## Task prompt
Output only the lines below from the one containing "This also fixes" to the one containing "In this setup, trusted", exactly as written, both ends kept.

## Extracted records

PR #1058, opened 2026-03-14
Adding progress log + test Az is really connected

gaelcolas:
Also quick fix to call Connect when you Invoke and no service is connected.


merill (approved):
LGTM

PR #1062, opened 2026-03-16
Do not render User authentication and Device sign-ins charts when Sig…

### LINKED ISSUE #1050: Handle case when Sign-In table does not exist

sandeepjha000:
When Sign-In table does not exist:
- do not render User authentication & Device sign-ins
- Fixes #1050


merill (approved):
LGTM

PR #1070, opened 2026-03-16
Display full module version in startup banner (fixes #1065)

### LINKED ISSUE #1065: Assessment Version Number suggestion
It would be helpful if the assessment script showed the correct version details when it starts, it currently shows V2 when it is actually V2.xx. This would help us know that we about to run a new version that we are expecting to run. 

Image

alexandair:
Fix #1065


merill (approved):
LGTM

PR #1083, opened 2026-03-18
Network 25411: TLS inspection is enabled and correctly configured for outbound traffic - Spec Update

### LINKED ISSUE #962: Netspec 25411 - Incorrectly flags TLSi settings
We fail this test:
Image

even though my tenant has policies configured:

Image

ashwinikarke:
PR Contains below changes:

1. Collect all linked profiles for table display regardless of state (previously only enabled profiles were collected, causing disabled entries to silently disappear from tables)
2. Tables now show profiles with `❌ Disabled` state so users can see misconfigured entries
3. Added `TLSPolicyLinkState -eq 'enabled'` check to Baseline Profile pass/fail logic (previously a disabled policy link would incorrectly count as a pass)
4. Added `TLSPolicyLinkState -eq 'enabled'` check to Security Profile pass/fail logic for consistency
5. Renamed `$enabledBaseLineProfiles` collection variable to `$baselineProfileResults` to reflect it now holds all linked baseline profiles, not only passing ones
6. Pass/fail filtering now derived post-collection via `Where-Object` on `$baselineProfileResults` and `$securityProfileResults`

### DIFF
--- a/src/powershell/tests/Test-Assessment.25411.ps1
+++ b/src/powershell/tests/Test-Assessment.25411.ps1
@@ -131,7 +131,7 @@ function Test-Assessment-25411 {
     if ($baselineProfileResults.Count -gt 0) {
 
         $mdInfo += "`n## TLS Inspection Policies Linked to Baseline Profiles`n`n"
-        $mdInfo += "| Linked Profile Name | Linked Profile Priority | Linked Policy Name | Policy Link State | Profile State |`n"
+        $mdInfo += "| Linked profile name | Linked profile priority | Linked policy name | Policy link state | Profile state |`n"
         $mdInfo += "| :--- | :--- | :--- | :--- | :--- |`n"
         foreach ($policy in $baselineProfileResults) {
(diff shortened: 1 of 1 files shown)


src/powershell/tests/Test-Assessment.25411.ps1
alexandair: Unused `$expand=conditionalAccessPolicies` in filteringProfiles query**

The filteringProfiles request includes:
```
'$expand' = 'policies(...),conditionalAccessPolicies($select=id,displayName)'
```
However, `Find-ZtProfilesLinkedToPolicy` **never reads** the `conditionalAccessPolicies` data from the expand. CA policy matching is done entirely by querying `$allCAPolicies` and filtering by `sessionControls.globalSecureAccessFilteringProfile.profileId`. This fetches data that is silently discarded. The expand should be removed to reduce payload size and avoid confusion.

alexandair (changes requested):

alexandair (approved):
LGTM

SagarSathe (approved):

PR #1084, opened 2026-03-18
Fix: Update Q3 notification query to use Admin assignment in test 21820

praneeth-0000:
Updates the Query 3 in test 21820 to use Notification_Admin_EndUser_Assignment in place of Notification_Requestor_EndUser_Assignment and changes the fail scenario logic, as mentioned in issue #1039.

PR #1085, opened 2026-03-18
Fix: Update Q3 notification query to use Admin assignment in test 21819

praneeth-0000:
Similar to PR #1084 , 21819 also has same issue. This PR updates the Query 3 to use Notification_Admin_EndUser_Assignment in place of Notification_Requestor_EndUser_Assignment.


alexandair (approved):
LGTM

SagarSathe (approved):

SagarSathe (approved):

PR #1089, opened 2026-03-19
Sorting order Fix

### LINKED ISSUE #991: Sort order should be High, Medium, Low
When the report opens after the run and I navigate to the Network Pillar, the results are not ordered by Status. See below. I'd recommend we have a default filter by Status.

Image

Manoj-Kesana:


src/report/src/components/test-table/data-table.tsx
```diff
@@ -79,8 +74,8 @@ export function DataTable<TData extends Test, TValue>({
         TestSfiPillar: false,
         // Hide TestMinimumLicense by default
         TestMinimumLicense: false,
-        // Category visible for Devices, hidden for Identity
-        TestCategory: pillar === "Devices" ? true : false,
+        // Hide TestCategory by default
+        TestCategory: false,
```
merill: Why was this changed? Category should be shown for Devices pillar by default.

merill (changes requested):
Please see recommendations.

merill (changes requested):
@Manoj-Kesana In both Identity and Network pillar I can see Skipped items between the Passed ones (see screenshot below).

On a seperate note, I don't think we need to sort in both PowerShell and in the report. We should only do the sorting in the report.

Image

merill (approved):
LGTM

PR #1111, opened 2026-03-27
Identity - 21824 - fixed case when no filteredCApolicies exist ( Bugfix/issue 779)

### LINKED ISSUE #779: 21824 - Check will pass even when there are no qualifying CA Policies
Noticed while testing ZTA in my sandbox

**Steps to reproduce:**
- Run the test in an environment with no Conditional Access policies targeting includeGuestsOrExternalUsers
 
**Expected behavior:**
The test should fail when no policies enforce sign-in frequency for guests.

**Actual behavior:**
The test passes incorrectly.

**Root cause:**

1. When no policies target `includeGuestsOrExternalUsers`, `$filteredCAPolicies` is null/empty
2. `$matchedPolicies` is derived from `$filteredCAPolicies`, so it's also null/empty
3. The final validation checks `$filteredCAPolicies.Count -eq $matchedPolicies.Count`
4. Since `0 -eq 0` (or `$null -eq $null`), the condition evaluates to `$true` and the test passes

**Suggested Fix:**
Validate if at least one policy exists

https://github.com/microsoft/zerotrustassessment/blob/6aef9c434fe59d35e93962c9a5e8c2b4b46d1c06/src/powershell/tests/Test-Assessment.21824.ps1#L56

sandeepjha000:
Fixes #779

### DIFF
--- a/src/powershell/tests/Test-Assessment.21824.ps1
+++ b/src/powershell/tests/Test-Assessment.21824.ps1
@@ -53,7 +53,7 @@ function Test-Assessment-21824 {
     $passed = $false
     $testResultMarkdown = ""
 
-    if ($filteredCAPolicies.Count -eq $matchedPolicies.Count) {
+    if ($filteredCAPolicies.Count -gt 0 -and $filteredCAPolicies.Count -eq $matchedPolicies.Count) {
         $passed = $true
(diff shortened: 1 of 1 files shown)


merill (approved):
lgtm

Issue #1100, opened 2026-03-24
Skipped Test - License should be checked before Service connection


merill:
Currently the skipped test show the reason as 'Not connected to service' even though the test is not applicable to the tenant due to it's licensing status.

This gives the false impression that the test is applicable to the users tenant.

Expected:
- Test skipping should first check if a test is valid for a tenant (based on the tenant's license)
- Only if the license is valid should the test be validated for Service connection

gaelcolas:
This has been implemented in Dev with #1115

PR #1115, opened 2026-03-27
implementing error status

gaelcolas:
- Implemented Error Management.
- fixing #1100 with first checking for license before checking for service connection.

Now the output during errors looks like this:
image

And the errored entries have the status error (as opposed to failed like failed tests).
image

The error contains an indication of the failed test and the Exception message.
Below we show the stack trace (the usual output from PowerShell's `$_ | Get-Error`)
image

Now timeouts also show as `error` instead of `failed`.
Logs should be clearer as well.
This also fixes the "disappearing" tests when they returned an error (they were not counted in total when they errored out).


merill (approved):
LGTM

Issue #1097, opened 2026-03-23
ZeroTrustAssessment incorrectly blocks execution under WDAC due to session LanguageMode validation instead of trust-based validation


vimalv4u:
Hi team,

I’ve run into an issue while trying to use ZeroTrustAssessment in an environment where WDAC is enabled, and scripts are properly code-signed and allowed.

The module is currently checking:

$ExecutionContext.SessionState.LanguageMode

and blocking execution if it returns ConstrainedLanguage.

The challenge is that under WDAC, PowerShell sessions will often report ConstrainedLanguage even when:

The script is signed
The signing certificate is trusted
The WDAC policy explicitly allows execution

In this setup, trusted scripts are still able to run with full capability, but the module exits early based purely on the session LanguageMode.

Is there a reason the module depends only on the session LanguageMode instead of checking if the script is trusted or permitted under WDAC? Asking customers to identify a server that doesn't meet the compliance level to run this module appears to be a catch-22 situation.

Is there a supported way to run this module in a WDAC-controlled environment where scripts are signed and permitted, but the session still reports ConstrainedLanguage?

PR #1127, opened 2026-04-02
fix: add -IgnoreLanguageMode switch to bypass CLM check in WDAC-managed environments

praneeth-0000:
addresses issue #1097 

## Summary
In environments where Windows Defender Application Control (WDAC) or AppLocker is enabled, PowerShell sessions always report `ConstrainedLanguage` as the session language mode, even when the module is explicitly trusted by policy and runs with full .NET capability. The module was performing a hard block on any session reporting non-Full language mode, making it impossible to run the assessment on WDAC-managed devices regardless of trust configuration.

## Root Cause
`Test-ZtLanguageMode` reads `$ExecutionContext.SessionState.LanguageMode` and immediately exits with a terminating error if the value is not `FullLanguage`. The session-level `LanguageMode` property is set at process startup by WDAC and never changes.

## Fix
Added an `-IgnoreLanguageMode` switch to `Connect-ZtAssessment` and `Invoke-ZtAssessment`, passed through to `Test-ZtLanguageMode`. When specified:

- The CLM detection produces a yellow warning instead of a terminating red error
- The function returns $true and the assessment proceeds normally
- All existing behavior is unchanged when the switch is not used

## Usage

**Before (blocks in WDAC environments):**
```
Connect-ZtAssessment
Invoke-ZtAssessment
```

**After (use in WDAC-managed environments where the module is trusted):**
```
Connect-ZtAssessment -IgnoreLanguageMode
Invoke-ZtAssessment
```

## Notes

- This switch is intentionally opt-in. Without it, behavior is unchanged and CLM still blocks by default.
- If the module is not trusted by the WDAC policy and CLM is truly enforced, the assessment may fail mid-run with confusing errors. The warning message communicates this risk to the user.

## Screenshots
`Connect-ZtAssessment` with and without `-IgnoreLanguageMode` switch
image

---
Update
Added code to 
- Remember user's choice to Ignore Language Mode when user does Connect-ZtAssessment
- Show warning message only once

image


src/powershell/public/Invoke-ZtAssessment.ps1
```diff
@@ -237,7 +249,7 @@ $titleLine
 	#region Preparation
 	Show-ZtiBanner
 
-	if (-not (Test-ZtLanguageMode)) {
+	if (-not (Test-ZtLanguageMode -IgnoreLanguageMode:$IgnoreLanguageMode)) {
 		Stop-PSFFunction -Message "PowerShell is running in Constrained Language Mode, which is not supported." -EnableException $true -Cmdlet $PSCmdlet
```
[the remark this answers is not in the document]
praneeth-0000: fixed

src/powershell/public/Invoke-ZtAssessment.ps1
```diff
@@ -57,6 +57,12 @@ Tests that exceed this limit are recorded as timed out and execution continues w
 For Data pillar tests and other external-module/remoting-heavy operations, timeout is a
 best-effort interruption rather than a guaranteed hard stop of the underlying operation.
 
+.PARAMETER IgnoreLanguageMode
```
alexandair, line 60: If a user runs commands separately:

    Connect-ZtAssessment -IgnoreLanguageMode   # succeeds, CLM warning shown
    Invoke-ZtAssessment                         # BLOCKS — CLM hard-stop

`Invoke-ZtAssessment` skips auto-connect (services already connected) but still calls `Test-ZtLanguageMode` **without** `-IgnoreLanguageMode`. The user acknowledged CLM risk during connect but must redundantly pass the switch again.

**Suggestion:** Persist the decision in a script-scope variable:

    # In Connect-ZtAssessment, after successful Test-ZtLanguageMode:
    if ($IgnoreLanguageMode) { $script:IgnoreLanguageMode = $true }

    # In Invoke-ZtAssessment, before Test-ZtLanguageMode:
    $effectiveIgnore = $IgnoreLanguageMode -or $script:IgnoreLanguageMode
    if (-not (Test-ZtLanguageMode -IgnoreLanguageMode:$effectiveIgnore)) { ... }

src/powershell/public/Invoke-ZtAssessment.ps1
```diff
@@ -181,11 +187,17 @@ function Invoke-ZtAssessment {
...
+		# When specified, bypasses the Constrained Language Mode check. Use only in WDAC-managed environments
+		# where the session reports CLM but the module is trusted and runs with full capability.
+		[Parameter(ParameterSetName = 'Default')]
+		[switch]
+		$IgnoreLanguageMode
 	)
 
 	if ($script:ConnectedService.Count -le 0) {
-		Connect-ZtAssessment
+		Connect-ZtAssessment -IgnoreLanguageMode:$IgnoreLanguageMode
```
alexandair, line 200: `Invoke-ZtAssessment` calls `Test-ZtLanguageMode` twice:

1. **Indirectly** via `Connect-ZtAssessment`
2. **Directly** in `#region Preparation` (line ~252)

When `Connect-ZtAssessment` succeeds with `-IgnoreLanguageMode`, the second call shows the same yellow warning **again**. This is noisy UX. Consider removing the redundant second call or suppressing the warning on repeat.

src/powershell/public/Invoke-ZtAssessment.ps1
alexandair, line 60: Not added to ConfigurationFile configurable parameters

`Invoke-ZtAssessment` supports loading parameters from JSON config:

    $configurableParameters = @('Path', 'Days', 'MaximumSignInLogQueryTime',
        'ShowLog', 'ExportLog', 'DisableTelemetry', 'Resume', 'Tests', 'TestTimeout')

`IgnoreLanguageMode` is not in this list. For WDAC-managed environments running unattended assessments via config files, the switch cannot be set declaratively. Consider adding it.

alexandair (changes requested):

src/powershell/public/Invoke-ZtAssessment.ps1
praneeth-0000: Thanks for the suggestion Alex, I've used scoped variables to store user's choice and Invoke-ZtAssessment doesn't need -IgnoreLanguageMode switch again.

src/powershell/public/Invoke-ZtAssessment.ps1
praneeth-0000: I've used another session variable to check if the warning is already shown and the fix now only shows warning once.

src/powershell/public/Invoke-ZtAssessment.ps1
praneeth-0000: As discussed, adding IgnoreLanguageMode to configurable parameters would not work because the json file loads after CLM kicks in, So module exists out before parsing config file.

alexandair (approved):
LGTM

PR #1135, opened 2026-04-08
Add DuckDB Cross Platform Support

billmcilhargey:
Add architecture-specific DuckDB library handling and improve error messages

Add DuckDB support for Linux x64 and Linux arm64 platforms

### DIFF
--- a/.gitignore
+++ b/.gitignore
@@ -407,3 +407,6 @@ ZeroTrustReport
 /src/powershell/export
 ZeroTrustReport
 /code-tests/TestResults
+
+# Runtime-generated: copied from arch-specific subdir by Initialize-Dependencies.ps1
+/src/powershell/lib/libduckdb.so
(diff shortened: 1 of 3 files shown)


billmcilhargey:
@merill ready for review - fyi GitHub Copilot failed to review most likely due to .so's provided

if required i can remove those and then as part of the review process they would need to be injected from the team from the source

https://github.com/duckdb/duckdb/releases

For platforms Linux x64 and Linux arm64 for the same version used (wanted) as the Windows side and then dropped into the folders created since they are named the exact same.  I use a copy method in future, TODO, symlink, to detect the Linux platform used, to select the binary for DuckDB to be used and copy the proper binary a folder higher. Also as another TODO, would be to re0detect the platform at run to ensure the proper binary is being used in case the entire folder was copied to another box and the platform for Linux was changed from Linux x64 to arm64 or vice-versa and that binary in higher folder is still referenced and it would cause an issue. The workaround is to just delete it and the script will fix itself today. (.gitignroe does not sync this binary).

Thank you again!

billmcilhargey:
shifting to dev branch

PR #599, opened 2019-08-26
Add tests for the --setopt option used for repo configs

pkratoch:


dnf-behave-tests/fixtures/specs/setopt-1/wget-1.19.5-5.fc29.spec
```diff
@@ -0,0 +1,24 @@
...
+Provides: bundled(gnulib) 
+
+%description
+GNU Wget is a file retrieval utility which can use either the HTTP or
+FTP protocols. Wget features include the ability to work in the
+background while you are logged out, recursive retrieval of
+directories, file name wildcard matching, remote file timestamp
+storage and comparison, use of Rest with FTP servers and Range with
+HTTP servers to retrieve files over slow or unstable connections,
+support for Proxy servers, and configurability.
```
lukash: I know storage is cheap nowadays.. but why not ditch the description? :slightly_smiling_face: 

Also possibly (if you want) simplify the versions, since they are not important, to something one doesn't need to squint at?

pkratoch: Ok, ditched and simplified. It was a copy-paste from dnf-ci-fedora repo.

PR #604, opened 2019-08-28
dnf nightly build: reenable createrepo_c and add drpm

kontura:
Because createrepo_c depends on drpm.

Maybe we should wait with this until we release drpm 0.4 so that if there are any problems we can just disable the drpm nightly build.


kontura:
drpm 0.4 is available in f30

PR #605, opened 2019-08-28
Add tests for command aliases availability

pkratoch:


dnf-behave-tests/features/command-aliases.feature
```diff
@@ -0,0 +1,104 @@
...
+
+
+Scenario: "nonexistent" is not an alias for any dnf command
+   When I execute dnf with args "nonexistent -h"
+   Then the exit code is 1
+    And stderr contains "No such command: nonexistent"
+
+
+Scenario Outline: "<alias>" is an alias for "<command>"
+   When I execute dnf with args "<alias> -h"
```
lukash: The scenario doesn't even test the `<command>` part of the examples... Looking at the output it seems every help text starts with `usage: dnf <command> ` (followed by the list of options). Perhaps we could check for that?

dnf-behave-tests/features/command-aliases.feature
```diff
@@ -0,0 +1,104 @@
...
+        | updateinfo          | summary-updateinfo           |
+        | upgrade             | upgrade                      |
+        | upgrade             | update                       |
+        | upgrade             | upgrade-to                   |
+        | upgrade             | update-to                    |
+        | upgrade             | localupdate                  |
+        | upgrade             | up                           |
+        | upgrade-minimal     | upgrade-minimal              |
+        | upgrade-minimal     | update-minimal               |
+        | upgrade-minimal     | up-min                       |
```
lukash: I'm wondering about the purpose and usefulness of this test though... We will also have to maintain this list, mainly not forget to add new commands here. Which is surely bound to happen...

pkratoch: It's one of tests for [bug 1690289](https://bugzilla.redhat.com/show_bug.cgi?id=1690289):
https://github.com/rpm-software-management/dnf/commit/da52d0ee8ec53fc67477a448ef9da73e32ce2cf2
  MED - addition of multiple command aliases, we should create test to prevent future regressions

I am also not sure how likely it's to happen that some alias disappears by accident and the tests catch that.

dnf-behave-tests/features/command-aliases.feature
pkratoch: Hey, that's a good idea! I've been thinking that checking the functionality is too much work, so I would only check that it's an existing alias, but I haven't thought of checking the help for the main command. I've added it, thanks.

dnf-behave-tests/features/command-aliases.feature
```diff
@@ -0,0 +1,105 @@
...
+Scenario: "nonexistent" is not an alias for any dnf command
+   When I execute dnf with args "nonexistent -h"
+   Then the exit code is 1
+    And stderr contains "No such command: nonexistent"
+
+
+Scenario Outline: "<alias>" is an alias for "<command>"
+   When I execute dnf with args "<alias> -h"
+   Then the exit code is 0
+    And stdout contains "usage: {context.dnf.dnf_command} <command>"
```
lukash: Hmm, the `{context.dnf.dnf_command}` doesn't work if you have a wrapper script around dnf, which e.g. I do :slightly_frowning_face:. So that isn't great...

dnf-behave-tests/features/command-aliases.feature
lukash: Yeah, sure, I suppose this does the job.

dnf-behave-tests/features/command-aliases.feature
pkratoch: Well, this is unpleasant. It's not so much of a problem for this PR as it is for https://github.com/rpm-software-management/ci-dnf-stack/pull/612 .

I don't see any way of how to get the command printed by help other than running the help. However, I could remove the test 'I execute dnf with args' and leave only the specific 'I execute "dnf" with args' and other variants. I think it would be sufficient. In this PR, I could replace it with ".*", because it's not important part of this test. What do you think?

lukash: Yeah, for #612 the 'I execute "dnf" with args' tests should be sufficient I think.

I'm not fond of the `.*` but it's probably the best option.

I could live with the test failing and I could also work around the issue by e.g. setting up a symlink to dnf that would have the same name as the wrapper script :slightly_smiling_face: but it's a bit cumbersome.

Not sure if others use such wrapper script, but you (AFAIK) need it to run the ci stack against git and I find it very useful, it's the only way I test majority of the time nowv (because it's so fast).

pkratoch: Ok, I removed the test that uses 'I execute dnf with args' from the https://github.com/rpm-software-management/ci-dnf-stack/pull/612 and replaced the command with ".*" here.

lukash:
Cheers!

## The completed task
This also fixes the "disappearing" tests when they returned an error (they were not counted in total when they errored out).


merill (approved):
LGTM

Issue #1097, opened 2026-03-23
ZeroTrustAssessment incorrectly blocks execution under WDAC due to session LanguageMode validation instead of trust-based validation


vimalv4u:
Hi team,

I’ve run into an issue while trying to use ZeroTrustAssessment in an environment where WDAC is enabled, and scripts are properly code-signed and allowed.

The module is currently checking:

$ExecutionContext.SessionState.LanguageMode

and blocking execution if it returns ConstrainedLanguage.

The challenge is that under WDAC, PowerShell sessions will often report ConstrainedLanguage even when:

The script is signed
The signing certificate is trusted
The WDAC policy explicitly allows execution

In this setup, trusted scripts are still able to run with full capability, but the module exits early based purely on the session LanguageMode.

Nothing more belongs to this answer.